◆ WHAT IS REQUIRED:
Look below for lines that hold the string "ybettan" and copy each one.

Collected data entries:
════════

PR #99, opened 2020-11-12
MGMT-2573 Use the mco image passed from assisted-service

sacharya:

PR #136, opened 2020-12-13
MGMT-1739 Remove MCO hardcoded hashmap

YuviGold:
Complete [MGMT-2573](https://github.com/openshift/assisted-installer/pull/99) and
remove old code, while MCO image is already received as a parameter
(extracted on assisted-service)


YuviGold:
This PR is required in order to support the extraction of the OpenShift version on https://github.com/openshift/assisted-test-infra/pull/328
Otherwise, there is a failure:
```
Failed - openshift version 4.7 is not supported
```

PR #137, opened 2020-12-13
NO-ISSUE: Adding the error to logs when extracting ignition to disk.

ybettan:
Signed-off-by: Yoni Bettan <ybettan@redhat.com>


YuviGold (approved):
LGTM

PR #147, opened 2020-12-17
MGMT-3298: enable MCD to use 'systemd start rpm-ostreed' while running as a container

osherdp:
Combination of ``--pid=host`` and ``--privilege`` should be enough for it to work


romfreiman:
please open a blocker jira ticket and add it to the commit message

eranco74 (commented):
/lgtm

════════

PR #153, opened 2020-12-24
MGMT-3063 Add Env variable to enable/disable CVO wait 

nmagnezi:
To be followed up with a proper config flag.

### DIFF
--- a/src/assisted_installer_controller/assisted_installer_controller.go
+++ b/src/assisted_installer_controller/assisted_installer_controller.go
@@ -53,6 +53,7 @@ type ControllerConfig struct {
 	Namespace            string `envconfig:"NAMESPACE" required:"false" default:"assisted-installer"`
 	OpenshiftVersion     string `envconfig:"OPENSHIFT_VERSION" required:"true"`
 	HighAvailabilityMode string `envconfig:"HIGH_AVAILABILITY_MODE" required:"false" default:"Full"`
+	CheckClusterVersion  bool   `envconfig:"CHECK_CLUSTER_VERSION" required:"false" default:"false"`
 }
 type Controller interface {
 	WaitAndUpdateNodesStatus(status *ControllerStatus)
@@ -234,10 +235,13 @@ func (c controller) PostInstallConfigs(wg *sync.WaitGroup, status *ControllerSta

════════

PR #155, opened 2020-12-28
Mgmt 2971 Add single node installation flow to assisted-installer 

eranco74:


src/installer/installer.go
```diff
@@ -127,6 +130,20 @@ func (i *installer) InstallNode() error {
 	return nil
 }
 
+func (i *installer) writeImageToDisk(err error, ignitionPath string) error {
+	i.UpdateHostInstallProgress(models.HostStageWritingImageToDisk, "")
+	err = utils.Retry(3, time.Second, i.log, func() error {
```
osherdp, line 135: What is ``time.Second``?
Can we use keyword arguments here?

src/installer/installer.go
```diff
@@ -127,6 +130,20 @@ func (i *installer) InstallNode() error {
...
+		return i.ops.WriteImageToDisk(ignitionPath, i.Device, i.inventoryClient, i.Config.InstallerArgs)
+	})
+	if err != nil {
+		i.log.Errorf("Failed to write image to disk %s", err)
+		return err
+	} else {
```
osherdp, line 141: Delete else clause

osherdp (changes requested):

════════

◆ RESPONSE:
ybettan:
Signed-off-by: Yoni Bettan <ybettan@redhat.com>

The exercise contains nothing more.